In conclusion, this paper successfully identified predictors of task performance, collaboration quality and learning gains from physiological sensors. Those results are encouraging, especially in the context of developing real-time, just-in-time, personalized feedback to students. We also plan to leverage those measures to develop dashboards for teacher and awareness tools for students [2].

There are few limitations that are worth mentioning. In order to control the quality of the EDA signal, the study followed recommended recording conditions based on maximum signal-to-noise ratio: subjects were seated at a table which limited their movement. However, since they were manipulating the robot it generated some noise in the data. This required us to remove some participants from our sample. Additionally, new findings show too that EDA should not just be measured on the non-dominant side. There were also 3 groups removed from the dyad data set due to an Empatica wearable or user malfunction because not all of the EDA data was collected, inhibiting proper clean up and analysis.

In terms of future work, we want to consider the more specific characteristics of EDA: tonic versus phasic changes.
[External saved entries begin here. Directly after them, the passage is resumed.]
PR #585, opened 2021-09-30
Remove camhead option

Sophist-UK:
Headless is sufficient for MK.
Most users these days use a virtual environment so will not need headed for other projects.
If user needs headed they probably have skills to install it.
Giving user a headed option as standard is a choice they don't need IMO.

### DIFF
--- a/setup.py
+++ b/setup.py
@@ -8,6 +8,5 @@ setup(
         'gui': ['wxPython>=4.0.0', "Pillow>=7.0.0"],
         'cam': ["meerk40t_camera", "opencv-python-headless>=3.4.0.0"],
         'dxf': ["ezdxf>=0.14.0"],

Tonic skin conductance level is the smooth underlying slowly changing levels in the absence of external stimuli. This is also known as skin conductance level (SCL). Phasic skin conductance response is identified by the rapidly changing peaks which are associated with short term events and occur in the presence of external stimuli (sight, sound). These peaks or abrupt increases in the skin conductance are referred to as Skin Conductance Responses (SCRs).

In conclusion, our next step is to compute those indicators in real-time and test out the effectiveness of displaying this information to learners and teachers in order to promote self-regulation, real-time monitoring, data analysis, and provide the opportunity to give formative feedback.